● **TASK BRIEF**: Reproduce only the stretch of entries below that begins at the first line and ends at the line holding "I am implementing".

Collected data entries
···

Issue #500, opened 2019-12-18
hasScope() fails to find scopes when scopeKey is set to a key containing dots


jontybrook:
### Version

[v4.8.4](https://github.com/auth-module/releases/tag/v4.8.4)

### Reproduction link

[https://github.com/nuxt-community/auth-module/blob/e21de05cdf65deea67dbc1215ccb08673a7232bb/lib/core/auth.js#L389](https://github.com/nuxt-community/auth-module/blob/e21de05cdf65deea67dbc1215ccb08673a7232bb/lib/core/auth.js#L389)

### Steps to reproduce

1. Add scopes to a user id token under a key which contains dots (".") - for example a url-style namespaced key eg "https://app.example.com/scopes"
Example user object (incomplete): 

```json
{
  "iss": "https://my-domain.auth0.com/",
  "sub": "custom|123",
  "aud": "my_client_id",
  "exp": 1311281970,
  "iat": 1311280970,
  "email": "jane@example.com",
  "email_verified": true,
  "https://app.example.com/scopes": [ 'read:articles', 'write:articles' ]
}
```

2. Configure auth.scopeKey in nuxt.config.js to the scope key on the user object. eg: scopeKey: 'https://app.example.com/scopes'
3. Call hasScope method. eg: this.$auth.hasScope('write:articles')
4. hasScope always returns undefined

### What is expected ?

hasScope(scope) returns true if scope is present on the "https://app.example.com/scopes" array

### What is actually happening?

hasScope always returns undefined

### Additional comments?

I am implementing custom claims with Auth0. To ensure OIDC conformance and prevent collision with standard OIDC claims, the Auth0 documentation *requires* that custom claims use a namespace identifier of any HTTP or HTTPS URL. See 
https://auth0.com/docs/api-auth/tutorials/adoption/scope-custom-claims#custom-claims for details.

Keys with dots in them are perfectly valid. This bug means anyone using the Auth0 strategy trying to use custom claims will not be able to use hasScope()

<div align="right"><sub><em>This bug report is available on <a href="https://cmty.app/nuxt">Nuxt</a> community (<a href="https://cmty.app/nuxt/auth-module/issues/c456">#c456</a>)</em></sub></div>

jontybrook:
Explanation of fix in #501 

[...]

PR #501, opened 2019-12-19
hasScope() supports scopeKeys containing dots

jontybrook:
Fix for issue #500 - If user scopes return falsey (due to inappropriate dot-notation interpretation), fall back to getting scopes from the user object root. 

hasScope() now supports scopeKeys which contain dots, for example keys which are namespaced using url-style keys.

### DIFF
--- a/lib/core/auth.js
+++ b/lib/core/auth.js
@@ -386,7 +386,10 @@ export default class Auth {
   }
 
   hasScope (scope) {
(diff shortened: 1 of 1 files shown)


pi0:
Hi, @jontybrook. Sorry for the late checking and really thanks for this PR. I moved getProp implementation to the core with few improvements, including this fix:

https://github.com/nuxt-community/auth-module/blob/dev/lib/core/utilities.js#L100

···

● **FINAL ANSWER**:
Issue #500, opened 2019-12-18
hasScope() fails to find scopes when scopeKey is set to a key containing dots


jontybrook:
### Version

[v4.8.4](https://github.com/auth-module/releases/tag/v4.8.4)

### Reproduction link

[https://github.com/nuxt-community/auth-module/blob/e21de05cdf65deea67dbc1215ccb08673a7232bb/lib/core/auth.js#L389](https://github.com/nuxt-community/auth-module/blob/e21de05cdf65deea67dbc1215ccb08673a7232bb/lib/core/auth.js#L389)

### Steps to reproduce

1. Add scopes to a user id token under a key which contains dots (".") - for example a url-style namespaced key eg "https://app.example.com/scopes"
Example user object (incomplete): 

```json
{
  "iss": "https://my-domain.auth0.com/",
  "sub": "custom|123",
  "aud": "my_client_id",
  "exp": 1311281970,
  "iat": 1311280970,
  "email": "jane@example.com",
  "email_verified": true,
  "https://app.example.com/scopes": [ 'read:articles', 'write:articles' ]
}
```

2. Configure auth.scopeKey in nuxt.config.js to the scope key on the user object. eg: scopeKey: 'https://app.example.com/scopes'
3. Call hasScope method. eg: this.$auth.hasScope('write:articles')
4. hasScope always returns undefined

### What is expected ?

hasScope(scope) returns true if scope is present on the "https://app.example.com/scopes" array

### What is actually happening?

hasScope always returns undefined

### Additional comments?

I am implementing custom claims with Auth0. To ensure OIDC conformance and prevent collision with standard OIDC claims, the Auth0 documentation *requires* that custom claims use a namespace identifier of any HTTP or HTTPS URL. See 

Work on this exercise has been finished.